The operating system resolves the relative path, steps completely out of /var/www/html/templates/ , and prints the contents of the AWS credentials file directly to the attacker’s web browser. Remediation and Mitigation Strategies
Understanding this payload helps developers and security engineers recognize how attackers attempt to extract highly sensitive cloud infrastructure secrets. Anatomy of the Payload
../../../../../root/aws/credentials
: AWS provides configuration and credential files for storing settings and credentials. Keep these files updated and secure. -template-..-2F..-2F..-2F..-2Froot-2F.aws-2Fcredentials
Another case involved a misconfigured Node.js application that used express.static() with a base directory that didn’t sanitize .. sequences. Attackers used GET /static/..%2F..%2F..%2Froot%2F.aws%2Fcredentials to retrieve the keys. The encoded %2F was enough to bypass a simple blacklist of ../ .
: Never run web servers as the root user. If the server runs as a low-privileged user (e.g., www-data ), it won't have permission to read files in the /root/ directory even if a traversal vulnerability exists.
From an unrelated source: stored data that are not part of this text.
PR #1135, opened 2021-11-04
AVX-16378: check active-active for transit ha enabled unmapped policy based conn

shuoliugit:


aviatrix/resource_aviatrix_site2cloud.go
```diff
@@ -439,16 +439,32 @@ func resourceAviatrixSite2CloudCreate(d *schema.ResourceData, meta interface{})
...
 
+	if s2c.ConnType != "mapped" && s2c.ConnType != "unmapped" {
+		return fmt.Errorf("'connection_type' should be 'mapped' or 'unmapped'")
+	}
+
+	gateway := &goaviatrix.Gateway{
+		GwName: s2c.GwName,
+	}
+
+	gw, err := client.GetGateway(gateway)
```
zhiqiangjin, line 450: We should avoid calling more APIs here.

aviatrix/resource_aviatrix_site2cloud.go
```diff
@@ -439,16 +439,32 @@ func resourceAviatrixSite2CloudCreate(d *schema.ResourceData, meta interface{})
...
+	if err != nil {
+		return fmt.Errorf("couldn't find Aviatrix Gateway %s: %v", s2c.GwName, err)
+	}
+
+	if gw.IsTransit == "yes" {
```
zhiqiangjin: If IsTransit has to be added, it should be a boolean instead of a string.

zhiqiangjin (changes requested):

aviatrix/resource_aviatrix_site2cloud.go
shuoliugit: this is a special case only for transit gateway, any suggestions about how to get the type of a gateway?

aviatrix/resource_aviatrix_site2cloud.go
shuoliugit: changed IsTransit to TransitVpc

aviatrix/resource_aviatrix_site2cloud.go
shuoliugit: have to call an API here to get the gateway type

aviatrix/resource_aviatrix_site2cloud.go
```diff
@@ -439,16 +439,32 @@ func resourceAviatrixSite2CloudCreate(d *schema.ResourceData, meta interface{})
...
+		return fmt.Errorf("'connection_type' should be 'mapped' or 'unmapped'")
+	}
+
+	gateway := &goaviatrix.Gateway{
+		GwName: s2c.GwName,
+	}
+
+	gw, err := client.GetGateway(gateway)
+	if err != nil {
+		return fmt.Errorf("couldn't find Aviatrix Gateway %s: %v", s2c.GwName, err)
```
zhiqiangjin: This error message will be no good if err == ErrNotFound

zhiqiangjin (changes requested):

mlin-aviatrix (approved):

zhiqiangjin (approved):

PR #1136, opened 2021-11-04
AVX-15157: Remove support of non-ActiveMesh feature

zhiqiangjin:


mlin-aviatrix (dismissed):

shuoliugit (dismissed):

inc1t3Ful:
Instead of removing all mention of ActiveMesh in the spoke and transit doc, we should just move the attribute (and description) to the bottom of the doc where the 'deprecated' attributes are.

We can have another PR in release notes to be sure to be clear that we are officially removing ActiveMesh due to \< reason we stated in previous release \>

inc1t3Ful (approved):

PR #1140, opened 2021-11-10
AVX-16551: Add enable_learned_cidrs_approval to aviatrix_cloudn_transit_gateway_attachment

mlin-aviatrix:


aviatrix/resource_aviatrix_cloudn_transit_gateway_attachment.go
```diff
@@ -172,16 +215,27 @@ func resourceAviatrixCloudnTransitGatewayAttachmentRead(ctx context.Context, d *
...
 	client := meta.(*goaviatrix.Client)
+	d.Partial(true)
 
 	attachment := marshalCloudnTransitGatewayAttachmentInput(d)
 
+	approvedCidrs := getStringSet(d, "approved_cidrs")
+	enableLearnedCIDRApproval := d.Get("enable_learned_cidrs_approval").(bool)
+	// `approved_cidrs` is Optional/Computed so Terraform will not detect a change even if `approved_cidrs` is removed from Terraform configuration.
+	// Only prevent from setting `enable_learned_cidrs_approval = false` when Terraform detects a change to `approved_cidrs`.
+	if !enableLearnedCIDRApproval && len(approvedCidrs) > 0 && d.HasChange("approved_cidrs") {
```
mlin-aviatrix, line 239: Checking for `d.HasChange("approved_cidrs")` will allow users to set `enable_learned_cidrs_approval = false` when `approved_cidrs` is not empty on the Terraform configuration file. On any subsequent applies, Terraform will give an error because `approved_cidrs` is not empty. I think this is better than leaving it out, because it always prevents the user from setting `enable_learned_cidrs_approval = false`

aviatrix/resource_aviatrix_cloudn_transit_gateway_attachment.go
```diff
@@ -80,6 +80,18 @@ func resourceAviatrixCloudnTransitGatewayAttachment() *schema.Resource {
 				Default:     true,
 				Description: "Enable dead peer detection.",
 			},
+			"enable_learned_cidrs_approval": {
```
zhiqiangjin, line 83: There should be default value for a bool attribute.

aviatrix/resource_aviatrix_cloudn_transit_gateway_attachment.go
```diff
@@ -172,16 +215,27 @@ func resourceAviatrixCloudnTransitGatewayAttachmentRead(ctx context.Context, d *
 	d.Set("enable_over_private_network", attachment.EnableOverPrivateNetwork)
 	d.Set("enable_jumbo_frame", attachment.EnableJumboFrame)
 	d.Set("enable_dead_peer_detection", attachment.EnableDeadPeerDetection)
+	d.Set("enable_learned_cidrs_approval", attachment.EnableLearnedCidrsApproval)
+	d.Set("approved_cidrs", attachment.ApprovedCidrs)
```
zhiqiangjin: approved_cidrs is a type of set, which is not a primitive type. Add a check for setting it.

zhiqiangjin (changes requested):

aviatrix/resource_aviatrix_cloudn_transit_gateway_attachment.go
mlin-aviatrix: Do we need default value for bool when it is false? I thought it is implied that default is false for optional values.

zhiqiangjin (approved):

PR #176, opened 2017-02-21
#140295751: Removed unused table applicationmetrics

rohitsharma04:


fraenkel:
Good catch. Since we haven't shipped a release, one can get away with just deleting the table from the changelog rather than dropping which would be needed if we weren't rebuilding the dbs.

rohitsharma04:
Should I delete the table from the existing changeset and update the PR ?

fraenkel:
Yes.
Before we release v1, we will review the changelog and go to a single entry per log.
There is no point in having the db do more than it needs until we absolutely need to.

rohitsharma04:
Updated.

PR #179, opened 2017-02-22
syncer is a module

qibobo:


src/autoscaler/db/sqldb/scheduler_sqldb.go
```diff
@@ -82,3 +83,23 @@ func (sdb *SchedulerSQLDB) GetActiveSchedules() (map[string]*models.ActiveSchedu
 	return schedules, nil
 
 }
+
+func (sdb *SchedulerSQLDB) SynchronizeActiveSchedules(appIdMap map[string]bool) error {
```
fraenkel: for future reference, a set in Go is map[string]struct{}. The size of a struct{} in Go is 0.

src/autoscaler/db/sqldb/scheduler_sqldb_test.go
```diff
@@ -123,4 +124,83 @@ var _ = Describe("SchedulerSqldb", func() {
...
+			Expect(err).NotTo(HaveOccurred())
+		})
+
+		JustBeforeEach(func() {
+			schedules, err = sdb.GetActiveSchedules()
+		})
+		Context("when appIdMap is empty", func() {
+			BeforeEach(func() {
+				appIdMap = map[string]bool{}
+				err = sdb.SynchronizeActiveSchedules(appIdMap)
```
fraenkel: Why isn't this done in a higher JBE?
All you are doing in the BE is setting the appIdMap.

src/autoscaler/db/sqldb/scheduler_sqldb_test.go
```diff
@@ -123,4 +124,83 @@ var _ = Describe("SchedulerSqldb", func() {
...
+		})
+		Context("when appIdMap is not empty", func() {
+			BeforeEach(func() {
+				appIdMap = map[string]bool{
+					"app-id-2": true,
+				}
+				err = sdb.SynchronizeActiveSchedules(appIdMap)
+				Expect(err).NotTo(HaveOccurred())
+			})
+			It("active schedules of app which appId is not in appIdMap are removed", func() {
```
fraenkel: Why not just check the length? It should be one and the only item should be for app-id-1.

fraenkel:
I am a bit confused. This exposes an endpoint to synchronize. Who is going to call it?

src/autoscaler/db/sqldb/scheduler_sqldb_test.go
qibobo: JBE means?

src/autoscaler/db/sqldb/scheduler_sqldb.go
```diff
@@ -82,3 +83,23 @@ func (sdb *SchedulerSQLDB) GetActiveSchedules() (map[string]*models.ActiveSchedu
...
+	if len(appIdMap) == 0 {
+		sdb.logger.Debug("No application exists")
+		return nil
+	}
+	var query string = "DELETE FROM app_scaling_active_schedule WHERE app_id NOT IN("
```
kanekoh: When using NOT IN, the index won't be used for executing the SQL.

qibobo: Known it.  This is the easier way and we can optimize it later.

kanekoh: ok

fraenkel: I would rather we do this the right way and get the simple wins. It is easier to just collect the app guids from the active schedules and just determine the ones we need to remove.

kanekoh: Just adding to the NOT IN discussion, if the input to NOT IN gets too large, the query might fail.

qibobo:
@fraenkel  reset the code and update.

src/autoscaler/db/sqldb/scheduler_sqldb.go
fraenkel: Since we are keeping this, it should be renamed to what it actually does.
1. This only does Pruning and should follow the conventions of the Pruners.
1. Let us do this the right way and grab the active app ids and compare. We can easily build a loop which will remove X number at a time where X can start with 50. This way we can use the index.

src/autoscaler/syncer/activescheduledb.go
```diff
@@ -0,0 +1,44 @@
...
+func NewActiveScheduleSyncer(policyDb db.PolicyDB, schedulerDb db.SchedulerDB, logger lager.Logger) *ActiveScheduleSyncer {
+
+	return &ActiveScheduleSyncer{
+		policyDb:    policyDb,
+		schedulerDb: schedulerDb,
+		logger:      logger,
+	}
+}
+
+func (ass *ActiveScheduleSyncer) Synchronize() error {
```
fraenkel: See above comment. It's a Pruner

Some developers think, “I only serve .pdf files, so an attacker can’t do much damage.” But the attacker can still read /etc/passwd or /root/.aws/credentials – they don’t need a .pdf extension. The operating system resolves the relative path, steps
: This targets the file path /root/.aws/credentials . The Objective: AWS Credential Theft
: On AWS EC2 or Lambda, avoid storing hardcoded credentials in files. Use IAM Roles for EC2 which provide temporary, rotating credentials via the Metadata Service (IMDS).
The string -template-..-2F..-2F..-2F..-2Froot-2F.aws-2Fcredentials Keep these files updated and secure
need to write a long article for a keyword that looks like a path traversal or file path: "-template-..-2F..-2F..-2F..-2Froot-2F.aws-2Fcredentials". The keyword appears to be a URL-encoded or double-encoded path: "..-2F" likely represents "../" where "-2F" is the dash and then 2F? Actually careful: The string is "-template-..-2F..-2F..-2F..-2Froot-2F.aws-2Fcredentials". The "-2F" probably stands for the URL encoding of slash: %2F, but here it's written with a dash. So "..-2F" might be "..%2F" which decodes to "../". So repeated "..-2F" gives "../../../../". Then "root-2F.aws-2Fcredentials" becomes "root%2F.aws%2Fcredentials" -> "root/.aws/credentials". So the path is "../../../../../root/.aws/credentials". That's a classic path traversal attack targeting AWS credentials file.
Decoding the Threat: -template-..-2F..-2F..-2F..-2Froot-2F.aws-2Fcredentials
[default] aws_access_key_id = AKIAIOSFODNN7EXAMPLE aws_secret_access_key = wJalrXUtnFEMI/K7MDENG/bPxRfiCYEXAMPLEKEY [prod] aws_access_key_id = AKIAI44QH8DHBEXAMPLE aws_secret_access_key = je7MtGbClwBF/2Zp9Utk/h3yCo8nvbEXAMPLEKEY
If an attacker successfully retrieves this file, they gain the same permissions as the compromised server. This can lead to full cloud environment takeovers, data exfiltration, or unauthorized resource provisioning (like crypto-mining). Vulnerability Mechanism
This specific string is a perfect teaching tool. It demonstrates how attackers mutate their payloads to bypass naive security filters. Many developers would block ../ but never think to block ..-2F (which is just ../ with a dash‑encoded slash). By understanding this obscure pattern, security teams can write more robust detection rules.